Records from a data collection
PR #300, opened 2022-03-31
select account on create workflow

AsmaaELM:
Issue:  https://scality.atlassian.net/browse/ZKUI-125

### DIFF
--- a/src/react/ui-elements/Breadcrumb.tsx
+++ b/src/react/ui-elements/Breadcrumb.tsx
@@ -10,14 +10,14 @@ import styled from 'styled-components';
 import { useDispatch } from 'react-redux';
 import { useQueryParams } from '../utils/hooks';
 import { ellipsis } from 'polished';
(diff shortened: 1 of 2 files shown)


AsmaaELM:
ping

ChengYanJin (approved):
LGTM!
Not related to your PR, but I found an issue with the account selector, when I scroll down it's getting blurring.. we should investigate this issue.

ChengYanJin:
there is little shifting because the account selector in /workflow and in /create-workflow, it might be a quick fix ;)

AsmaaELM:
> there is little shifting because the account selector in /workflow and in /create-workflow, it might be a quick fix ;)

Yeah, thanks for the info. I fix it by increasing the width in the Breadcrumb.tsx

AsmaaELM:
ping

AsmaaELM:
ping

PR #302, opened 2022-03-31
ZKUI-126: Filter out the scality internal account

ChengYanJin:
Create a hook `useAccount()` to retrieve the accounts from configurations and filter out the account `scality-internal-account`.

### DIFF
--- a/src/react/account/AccountContent.tsx
+++ b/src/react/account/AccountContent.tsx
@@ -6,27 +6,25 @@ import {
   useParams,
   useRouteMatch,
 } from 'react-router-dom';
-import { useSelector } from 'react-redux';
 import * as L from '../ui-elements/ListLayout5';
 import AccountDetails from './AccountDetails';
 import AccountHead from './AccountHead';
-import type { AppState } from '../../types/state';
 import { BreadcrumbAccount } from '../ui-elements/Breadcrumb';
 import AccountCreateUser from './AccountCreateUser';
 import AccountUpdateUser from './AccountUpdateUser';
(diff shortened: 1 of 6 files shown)


src/react/account/AccountContent.tsx
```diff
@@ -17,16 +17,16 @@ import AccountUpdateUser from './AccountUpdateUser';
 import AccountUserAccessKeys from './AccountUserAccessKeys';
 import CreateWorkflow from '../workflow/CreateWorkflow';
 import Workflows from '../workflow/Workflows';
+import { useAccounts } from '../utils/hooks';
```
AsmaaELM, line 18: I think we can remove both useSelector and useAccounts imports because we're not using them anymore

src/react/utils/hooks.ts
```diff
@@ -84,4 +86,14 @@ export const useClipboard = () => {
...
-};
\ No newline at end of file
+};
+
+export const useAccounts = () => {
+  const accounts = useSelector(
+    (state: AppState) => state.configuration.latest.users,
+  );
+
+  return accounts.filter(
```
AsmaaELM, line 96: Maybe we can filter by account Id because the userName can be edited one day ?

ChengYanJin: Hi @AsmaaELM 
Just in case, I filter out the account by either the userName or the id.

AsmaaELM (approved):
Approved!

JBWatenbergScality (approved):

ChengYanJin:
ping

PR #329, opened 2022-04-22
ARTESCA-3994: Support metadatasearch when ListVersioning is on

ChengYanJin:


ChengYanJin:
wrong branch name

src/react/actions/s3object.ts
```diff
@@ -198,11 +198,11 @@ export function createFolder(
   };
 }
 
-function _getObjectListWithSignedUrlAndLockStatus<
+export function _getObjectListWithSignedUrlAndLockStatus<
```
JBWatenbergScality, line 201: Nit: if we make it a public function we should remove the `_` prefixing the name
```suggestion
export function getObjectListWithSignedUrlAndLockStatus<
```

src/react/actions/zenko.ts
```diff
@@ -128,12 +135,81 @@ function _getSearchObjects(
...
+          DeleteMarker,
+          CommonPrefixes,
+          Prefix,
+        }: SearchBucketVersionsResp) => {
+          const list =
+            await _getObjectListWithSignedUrlAndLockStatus<S3Version>(
+              zenkoClient,
+              bucketName,
+              Version,
+            );
```
JBWatenbergScality, line 170: I'm not sure to understand why we are listing objects of the bucket here ?

src/react/actions/zenko.ts
```diff
@@ -128,12 +135,81 @@ function _getSearchObjects(
...
+          if (NextKeyMarker) {
+            return dispatch(
+              continueListObjectVersionsSuccess(
```
JBWatenbergScality, line 173: Will this really re-trigger a search if the search contains a lot of items ? I'm afraid not, I think It will try to fetch a second page of objects but using the marker of the search. Likely a bug here

src/react/databrowser/objects/ObjectList.tsx
```diff
@@ -45,13 +45,16 @@ export default function ObjectList({
...
+
   const errorZenkoMsg = useSelector(
     (state: AppState) => state.zenko.error.message,
   );
   const isBucketVersioningDisabled = isVersioningDisabled(
     bucketInfo.versioning,
   );
-  const isMetadataType = listType === LIST_OBJECTS_METADATA_TYPE;
+
+  const isMetadataType = listType === LIST_OBJECTS_METADATA_TYPE || searchInput;
```
JBWatenbergScality, line 57: Nit: It likely could be reduced to
```suggestion
  const isMetadataType = !!searchInput;
```
And we could drop the LIST_OBJECTS_METADATA_TYPE logic

JBWatenbergScality: This can be done in a second iteration

src/types/zenko.ts
```diff
@@ -27,6 +38,15 @@ export type SearchBucketResp = {
...
 };
+export type SearchBucketVersionsResp = {
+  readonly IsTruncated?: boolean;
+  readonly NextKeyMarker?: Marker;
+  readonly NextVersionIdMarker?: Marker;
+  readonly Version: Array<S3Version>;
+  readonly DeleteMarker: Array<S3DeleteMarker>;
+  readonly commonPrefixes: CommonPrefix;
+  readonly Prefix: string;
+};
```
JBWatenbergScality, line 49: Nit: I think the searchBucketVersionsResp is Exactly the same type as the listObjectVersion so we might want to use AWS sdk ListObjectVersionResponse type here.

src/types/zenko.ts
```diff
@@ -1,13 +1,24 @@
...
   readonly Bucket: string;
   readonly Query: string;
   readonly Marker?: string;
 };
+export type SearchVersionParams = {
+  readonly Bucket: string;
+  readonly Query: string;
+  readonly KeyMarker?: string;
+  readonly VersionIdMarker?: string;
+};
```
JBWatenbergScality, line 21: Could be 

```suggestion
type CommonSearchParams = {
  readonly Bucket: string;
  readonly Query: string;
}
export type SearchParams = CommonSearchParams & {
  readonly Marker?: string;
};
export type SearchVersionParams = CommonSearchParams & {
  readonly KeyMarker?: string;
  readonly VersionIdMarker?: string;
};
```

src/react/actions/zenko.ts
ChengYanJin: Indeed it's not necessary here.

src/types/zenko.ts
ChengYanJin: I do agree with we could benefit from the type `ListObjectVersionOutput` in `aws-sdk/clients/s3`.
However, I found the output  structure in zenkoclient I have to define Version/DeleteMarker instead of the type inn the AWS SDK Version**s**/DeleteMarker**s**

src/react/actions/zenko.ts
ChengYanJin: Indeed, I think in the end we only need `listObjectVersionsSuccess` action here.. 
and the continueListObject login will be handled within the table

src/types/zenko.ts
JBWatenbergScality: Hmm that looks like a bug to me, I think the whole idea of that endpoint was to be compatible with the listVersionCall. For example an application using AWS SDK should be able to listObjects and pass the additional search params without changing the response parsing code. @nicolas2bert can you confirm this ? Is this response difference intentional ?

PR #332, opened 2022-04-25
Feature/zk UI 141 handle errors and loading states

JBWatenbergScality:


src/react/account/__tests__/Accounts.test.tsx
```diff
@@ -0,0 +1,113 @@
+import {
+  screen,
+  waitFor,
+  waitForElementToBeRemoved,
```
ChengYanJin: can be removed ;)

ChengYanJin (approved):
LGTM! It's cool to initial this way to handle errors!

src/react/account/__tests__/Accounts.test.tsx
JBWatenbergScality: done

PR #334, opened 2022-04-26
ZKUI-143: Assume the right role when selecting an account

ChengYanJin:
- move the data browser route under the /accounts
- get rid of selectAccountID action and create context to access the current selected account
- temporarily remove the root user email ad root user ARN from the account properties tab since we stop calling pensive-api


src/js/IAMClient.ts
```diff
@@ -1,30 +1,27 @@
...
   const { stsClient } = getClients(state);
-  const accounts = configuration.latest.users;
-  const account = accounts.find((a) => a.Name === accountName);
-  if (!account || !oidc || !oidc.user) return Promise.reject();
-  const assumeRoleParams = getAssumeRoleWithWebIdentityParams(oidc, account.id);
+
+  const assumeRoleParams = {
+    idToken: oidc.user.id_token,
+    roleArn: roleArn,
+    RoleSessionName: oidc.user.profile.sub,
```
ghost: I would suggest using an identifier in the session name, so that we know it's coming from the UI. What do you think?

src/js/IAMClient.ts
```diff
@@ -1,30 +1,27 @@
...
 import type { Credentials } from '../types/zenko';
 import IAM from 'aws-sdk/clients/iam';
-import type { IAMClient as IAMClientInterface, WebIdentityRoles } from '../types/iam';
+import type {
+  IAMClient as IAMClientInterface,
+  WebIdentityRoles,
+} from '../types/iam';
 import { getClients } from '../react/utils/actions';
 import { notFalsyTypeGuard } from '../types/typeGuards';
 export const rolePathName = 'scality-internal/storage-manager-role';
```
JBWatenbergScality: Is this "default role" still in use by anything ? It should probably not be the case

src/react/utils/hooks.ts
```diff
@@ -186,6 +187,8 @@ export const useAccounts = () => {
           Name: current.Name,
           CreationDate: current.CreationDate,
           Roles: [...(agg[current.Name]?.Roles || []), ...current.Roles],
+          // retrieve the account id from the role ARN
+          id: current.Roles[0].Arn.split(':')[4],
```
JBWatenbergScality: nit: I would suggest parsing the ARN with a regex to get clearer and more resiliently the Id.

`arn:aws:iam::000000000000:role/scality-internal/storage-manager-role` could be parsed using

`/arn:aws:iam::(?<account_id>/d+):/(?<role_name>.+)/` then you can retrieve the id using the `account_id` capture group.

src/react/account/details/properties/AccountInfo.tsx
```diff
@@ -91,7 +91,8 @@ function AccountInfo({ account }: Props) {
             <T.Key> Creation Date </T.Key>
             <T.Value> {formatDate(new Date(account.createDate))} </T.Value>
```
JBWatenbergScality: Might be CreationDate field when we get this info from `getRolesFromWebIdentity`

src/react/utils/hooks.ts
```diff
@@ -199,3 +200,14 @@ export const useAccounts = () => {
...
+
+export const useInvalidAccountsQuery = () => {
+  const users = useSelector(
+    (state: AppState) => state.configuration.latest.users,
+  );
+  const queryClient = useQueryClient();
+  const token = useSelector((state: AppState) => state.oidc.user?.access_token);
+  useEffect(() => {
+    queryClient.invalidateQueries(['WebIdentityRoles', token]);
+  }, [users.length]);
```
JBWatenbergScality: I'm not very sure to understand the intent of this code. We should invalidate WebIdentityRoles when we delete an account or create a new one, but for this we should probably not based the invalidation on the configuration overlay as we are studying it's removal

src/react/account/details/properties/__tests__/AccountInfo.test.tsx
```diff
@@ -48,17 +49,17 @@ describe('AccountInfo', () => {
...
+    //   key: 'Root User Email',
+    //   value: account1.email,
+    //   extraCellComponent: 'Clipboard',
+    // });
+    // const sixthRow = rows.at(4);
+    // testRow(sixthRow, {
+    //   key: 'Root User ARN',
+    //   value: account1.arn,
+    //   extraCellComponent: 'Clipboard',
+    // });
```
JBWatenbergScality, line 63: nit: we likely would want to mutualize it in the same commit as the one that comment out the Root user email and arn but I won't bother too much about that ;)

src/react/account/__tests__/AccountDetails.test.tsx
```diff
@@ -48,6 +48,7 @@ describe('AccountDetails', () => {
             pathname: '/accounts/bart',
           },
         },
+        oidc: { user: { id_token: 'id_token', profile: { sub: 'sub' } } },
```
JBWatenbergScality: We probably could add this in the global init state for all the tests.

src/react/account/details/properties/AccountInfo.tsx
JBWatenbergScality: Ok done in fe638b016fc31883f50b55a6858c22572029a889

src/react/account/details/properties/__tests__/AccountInfo.test.tsx
ChengYanJin: Done! All in one commit https://github.com/scality/zenko-ui/pull/334/commits/464d4093da4966a6961e9a01327eff0c0a11a169

src/js/IAMClient.ts
ChengYanJin: Hi @williamlardier, 
Thanks again for the review!!
And sure! Fixed in https://github.com/scality/zenko-ui/pull/334/commits/ab956ce2a70fa2f33b5859c440bc9758c1f1b89b

src/js/IAMClient.ts
ChengYanJin: Indeed, getting rid of of the default hard-coded rolePathName in https://github.com/scality/zenko-ui/pull/334/commits/52f3f12f9ab44ab7a39d16f97b9ba045c383eacf

src/react/utils/hooks.ts
ChengYanJin: That's right we should probably invalidate `WebIdentityRoles` cache based on the local storage of the accountID.
https://github.com/scality/zenko-ui/pull/334/commits/0129c206bfe2b2db6840033ad8030efeebf2fb5f

src/react/account/__tests__/AccountDetails.test.tsx
ChengYanJin: Added here: https://github.com/scality/zenko-ui/pull/334/commits/bc737d8337f1d4de40258df1ab6ca2a113d7f8a3#diff-23d60af5da5b0ed4bd31d68462362b98adab06632006e787f9e74bc7eaf34790R173

src/react/utils/hooks.ts
ChengYanJin: Yes...for sure we should rely on regex!
Fixed here: 
https://github.com/scality/zenko-ui/pull/334/commits/0129c206bfe2b2db6840033ad8030efeebf2fb5f#diff-34f23db3cb2d457a06d84e4648f2ffe766e7f9b16d44c389f4e766bf2fa514a1R147

src/react/utils/hooks.ts
JBWatenbergScality: Sorry I still feel it is a bit overcomplicated/not really optimised. To me having the cache invalidation next to the action (creation or deletion) would be preferable

src/react/account/__tests__/AccountDetails.test.tsx
JBWatenbergScality: https://github.com/scality/zenko-ui/pull/334#commitcomment-72666210

JBWatenbergScality (approved):

PR #340, opened 2022-05-04
ZKUI-151: Redirect the user to data browser when assuming any other role than Storage Manager or Storage Account Owner

JBWatenbergScality:


ChengYanJin (approved):
LGTM!

PR #341, opened 2022-05-05
ZKUI-152: Handle token expired error

JBWatenbergScality:


ChengYanJin (approved):
LGTM! Let's go since this is the only way to handle this token expired error.

PR #342, opened 2022-05-05
ZKUI-147: Select Account and Role from the modal

ChengYanJin:
image

### DIFF
--- a/src/react/account/AccountRoleSelectButtonAndModal.tsx
+++ b/src/react/account/AccountRoleSelectButtonAndModal.tsx
@@ -1,11 +1,9 @@
 import { useState } from 'react';
-import { useDispatch, useSelector } from 'react-redux';
 import { useRouteMatch } from 'react-router';
 import Table from '@scality/core-ui/dist/components/tablev2/Tablev2.component';
 import { Button } from '@scality/core-ui/dist/next';
 import { Tooltip } from '@scality/core-ui';
-import { AppState } from '../../types/state';
-import { closeAccountRoleSelectModal } from '../actions';
+import SpacedBox from '@scality/core-ui/dist/components/spacedbox/SpacedBox';
 import { CustomModal as Modal, ModalBody } from '../ui-elements/Modal';
 import { regexArn, SCALITY_INTERNAL_ROLES, useAccounts } from '../utils/hooks';
 import {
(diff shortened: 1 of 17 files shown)


src/react/account/AccountRoleSelectModal.tsx
```diff
@@ -0,0 +1,167 @@
...
+
+  const accountsWithRoles = [];
+  accounts.forEach((account) => {
+    const accountName = account.Name;
+    account.Roles.forEach((role) => {
+      const rolePathName = regexArn.exec(role.Arn)?.groups['role_name'] || '';
+      const rolePath = rolePathName.includes('/')
+        ? rolePathName.split('/')[0]
+        : '/';
+      const roleName = rolePathName.split('/')[1] || rolePathName;
```
JBWatenbergScality: I think a role path can include several sub paths. The role name would only be the last part of the arn (after the last /)

JBWatenbergScality: This is confirmed by the example here https://docs.aws.amazon.com/IAM/latest/APIReference/API_CreateRole.html

JBWatenbergScality: The regexArn could extract the path for you.

```
export const regexArn =
  /arn:aws:iam::(?<account_id>\d{12}):role\/(?<role_path>(?:[^\/]*\/)*)(?<role_name>[^\/]+)$/;
```

src/react/account/AccountRoleSelectModal.tsx
```diff
@@ -0,0 +1,167 @@
...
+    });
+  });
+
+  if (!isModalOpen) {
+    return null;
+  }
+
+  const handleClose = () => {
+    dispatch(closeAccountRoleSelectModal());
+  };
```
JBWatenbergScality: I think we could simplify a bit this and remove the redux logic by collocating the modal with it's opening button (I mean within the same component). Then we wouldn't need redux, just render the ButtonWithModal component and we get the whole logic for free

JBWatenbergScality: This ButtonWithModal component could simply be the `AccountSelectorButton`

JBWatenbergScality (changes requested):

src/react/account/AccountRoleSelectButtonAndModal.tsx
```diff
@@ -0,0 +1,171 @@
...
+  const { roleArn } = useDataServiceRole();
+  const [assumedRoleArn, setAssumedRoleArn] = useState(roleArn);
+  const [currentAccountName, setCurrentAccountName] = useState(accountName);
+  const [isModalOpen, setIsModalOpen] = useState(false);
+  const accountsWithRoles = [];
+  accounts.forEach((account) => {
+    const accountName = account.Name;
+    account.Roles.forEach((role) => {
+      const rolePath = regexArn.exec(role.Arn)?.groups['role_path'] || '';
+      const roleName = regexArn.exec(role.Arn)?.groups['role_name'] || '';
```
JBWatenbergScality: nit: regex could be executed only once as it can be a bit costly to execute
```
const parsedArn = regexArn.exec(role.Arn); 
const rolePath = parsedArn?.groups['role_path'] || '';
const roleName = parsedArn?.groups['role_name'] || '';
```

src/react/utils/hooks.ts
```diff
@@ -217,3 +228,11 @@ export const useAccounts = () => {
     (account) => account.Name !== 'scality-internal-services',
   );
 };
+
+export const useRolePathName = () => {
+  const { roleArn } = useDataServiceRole();
+  const rolePath = regexArn.exec(roleArn)?.groups['role_path'] || '';
+  const roleName = regexArn.exec(roleArn)?.groups['role_name'] || '';
```
JBWatenbergScality: nit: same as above

JBWatenbergScality (approved):

src/react/account/AccountRoleSelectButtonAndModal.tsx
ChengYanJin: Good point! Thanks for the comments!!
Addressed and fixed up in 5c16d6b9663802092f3f7864e1ee7c1f8ac842fc

PR #349, opened 2022-05-16
ZKUI-158: Update Pensieve API client

JBWatenbergScality:
Regenerate Pensieve API client with new Transition Workflow definition.

Steps:
 - Get the swagger spec of Pensieve API (PENSIEVE-API/swagger.json)
 - Load swagger specification on editor.swagger.io
 - Click Generate Client > typescript-fetch
 - Replace the files in src/js/managementClient by the generated ones
 - Replace the following code block:

```ts
export class RequiredError extends Error {
    name: "RequiredError"
    constructor(public field: string, msg?: string) {
        super(msg);
    }
}
```

By

```ts
export class RequiredError extends window.Error {
    name: "RequiredError"
    constructor(public field: string, msg?: string) {
        super(msg);
    }
}
```

### DIFF
--- a/package.json
+++ b/package.json
@@ -112,5 +112,8 @@
     "vega-lite": "^4.0.0-beta.10",
     "vega-tooltip": "^0.28.0",
     "zenkoclient": "github:scality/zenkoclient#1.2.0"
+  },
+  "msw": {
+    "workerDirectory": "public/assets"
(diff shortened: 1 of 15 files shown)


ChengYanJin (approved):
LGTM!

(TASK BRIEF) Each line that includes the string "expired" should be copied from the data.

(EXPECTED ANSWER)
ZKUI-152: Handle token expired error
LGTM! Let's go since this is the only way to handle this token expired error.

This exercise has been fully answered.